Splatterpunk Fighting Back Read online




  Splatterpunk

  Fighting Back

  A Charity Anthology

  Edited by

  Jack Bantry & Kit Power

  Published by

  SPLATTERPUNK ZINE

  Cover illustration © 2017 Dan Henk

  Introduction © 2017 Jack Bantry

  They Swim By Night © 2017 Adam Millard

  Melvin © 2017 Matt Shaw

  Extinction Therapy © 2017 Bracken MacLeod

  The Passion of the Robertsons © 2017 Duncan Ralston

  Hellscape © 2017 Rich Hawkins

  Molly © 2017 Glenn Rolfe

  Only Angels Know © 2017 George Daniel Lea

  Limb Memory © 2017 Tim Curran

  Feast of Consequences © 2017 WD Gagliani & Dave Benton

  The Going Rate © 2017 John Boden

  Darla’s Problem © 2017 Kristopher Rufty

  All rights reserved.

  For the splatter punks

  Contents

  Introduction

  They Swim by Night - Adam Millard

  Melvin - Matt Shaw

  Extinction Therapy - Bracken MacLeod

  The Passion of the Robertsons - Duncan Ralston

  Hellscape - Rich Hawkins

  Molly - Glenn Rolfe

  Only Angels Know - George Daniel Lea

  Limb Memory - Tim Curran

  Feast of Consequences – WD Gagliani & Dave Benton

  The Going Rate – John Boden

  Darla’s Problem – Kristopher Rufty

  Introduction

  In the 5 years I've been doing Splatterpunk Zine I have discovered a wonderful community of writers and artists. Even though I haven't met many in person, I would consider them friends. They’re a bunch of like-minded people passionate about what they do. They’re also nice people. We can all hide behind a facade on social media, but people's true-selves come out when dealing with real life issues, which we encounter on a daily basis. Most of these issues don't affect us on a personal level, but are world issues, and I find my "friends" speaking up for these issues and helping people on a social level. Now, we’ve got together and we’re fighting back for a great cause.

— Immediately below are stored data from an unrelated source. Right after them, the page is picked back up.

PR #3019, opened 2017-03-15
Speed up startup and reload times

jvican:
These changes are optimizations that affect the following sbt subsytems:

1. Sbt parser.
2. Plugin discovery.

A concise explanation for every change is provided in the commit message.  In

  We, myself and Kit, have constructed this anthology. It means a lot to us and it's in aid of a charity which is close to both our hearts. Cancer touches all of us in some way and we are going to donate all the royalties from the sales of the anthology to a Cancer Support charity. All the writers have contributed a new story and Dan Henk has produced a full colour painting, which Mike has turned into a book cover. All the contributors have donated free of payment. We can’t thank them enough for their generosity and every penny made after printing costs will be donated to the charity.

  I'd also like to say a big thanks Kit for helping me with the project. It's made doing it much easier and he's a lot better at editing than I am! Finally thank you to everyone who has bought a copy, I hope you all enjoy the stories you’re about to read. Working on the zine and doing this anthology has proved to me what a good community we are part of. I am proud to know you all.

  Jack Bantry

  They Swim by Night - Adam Millard

  “The Siren waits thee, singing song for song.”

  – Walter Savage Landor

  Alex stared down at the plastic cup with confusion. To the bartender, who was wiping spilled beer from the counter with a filthy rag, he said, “You’ve got to be shitting me.” He’d never enjoyed drinking from plastic beakers; it corrupted the beer, as far as he was concerned, gave it a nasty synthetic tang.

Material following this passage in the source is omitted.